Your assignment:
Please copy out the entries below exactly, beginning with the line that contains "This layout fails" and ending with the line that contains "Oh sure, fine", and include nothing outside that span.

Data for this task:
════

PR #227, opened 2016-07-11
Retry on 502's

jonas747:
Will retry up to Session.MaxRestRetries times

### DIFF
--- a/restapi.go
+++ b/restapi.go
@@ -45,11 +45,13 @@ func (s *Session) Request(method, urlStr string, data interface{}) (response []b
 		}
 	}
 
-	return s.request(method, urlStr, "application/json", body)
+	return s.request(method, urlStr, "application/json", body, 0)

════

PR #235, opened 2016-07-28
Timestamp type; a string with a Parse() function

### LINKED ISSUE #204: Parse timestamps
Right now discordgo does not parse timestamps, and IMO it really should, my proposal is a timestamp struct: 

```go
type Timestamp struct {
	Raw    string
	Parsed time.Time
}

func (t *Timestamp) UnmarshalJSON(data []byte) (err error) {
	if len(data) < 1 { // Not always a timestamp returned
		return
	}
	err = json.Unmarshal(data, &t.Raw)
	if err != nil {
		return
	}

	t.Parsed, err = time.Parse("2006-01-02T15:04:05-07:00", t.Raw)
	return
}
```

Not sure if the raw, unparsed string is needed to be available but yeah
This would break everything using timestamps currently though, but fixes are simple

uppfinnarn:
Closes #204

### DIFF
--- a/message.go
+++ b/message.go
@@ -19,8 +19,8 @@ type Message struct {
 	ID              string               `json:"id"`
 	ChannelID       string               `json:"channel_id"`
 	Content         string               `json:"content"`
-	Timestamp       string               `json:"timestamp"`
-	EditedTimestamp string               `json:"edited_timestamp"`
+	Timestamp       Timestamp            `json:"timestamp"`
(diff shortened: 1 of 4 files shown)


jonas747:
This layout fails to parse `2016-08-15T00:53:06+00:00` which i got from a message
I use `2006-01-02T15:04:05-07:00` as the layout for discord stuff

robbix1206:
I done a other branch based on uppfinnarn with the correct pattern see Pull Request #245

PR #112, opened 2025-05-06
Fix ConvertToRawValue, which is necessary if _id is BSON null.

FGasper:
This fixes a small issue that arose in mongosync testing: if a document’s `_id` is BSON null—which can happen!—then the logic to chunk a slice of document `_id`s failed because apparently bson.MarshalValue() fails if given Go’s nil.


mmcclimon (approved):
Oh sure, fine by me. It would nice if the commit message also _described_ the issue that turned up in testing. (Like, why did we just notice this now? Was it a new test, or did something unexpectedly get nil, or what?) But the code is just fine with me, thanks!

════

Answer to the exercise:
This layout fails to parse `2016-08-15T00:53:06+00:00` which i got from a message
I use `2006-01-02T15:04:05-07:00` as the layout for discord stuff

robbix1206:
I done a other branch based on uppfinnarn with the correct pattern see Pull Request #245

PR #112, opened 2025-05-06
Fix ConvertToRawValue, which is necessary if _id is BSON null.

FGasper:
This fixes a small issue that arose in mongosync testing: if a document’s `_id` is BSON null—which can happen!—then the logic to chunk a slice of document `_id`s failed because apparently bson.MarshalValue() fails if given Go’s nil.


mmcclimon (approved):
Oh sure, fine by me. It would nice if the commit message also _described_ the issue that turned up in testing. (Like, why did we just notice this now? Was it a new test, or did something unexpectedly get nil, or what?) But the code is just fine with me, thanks!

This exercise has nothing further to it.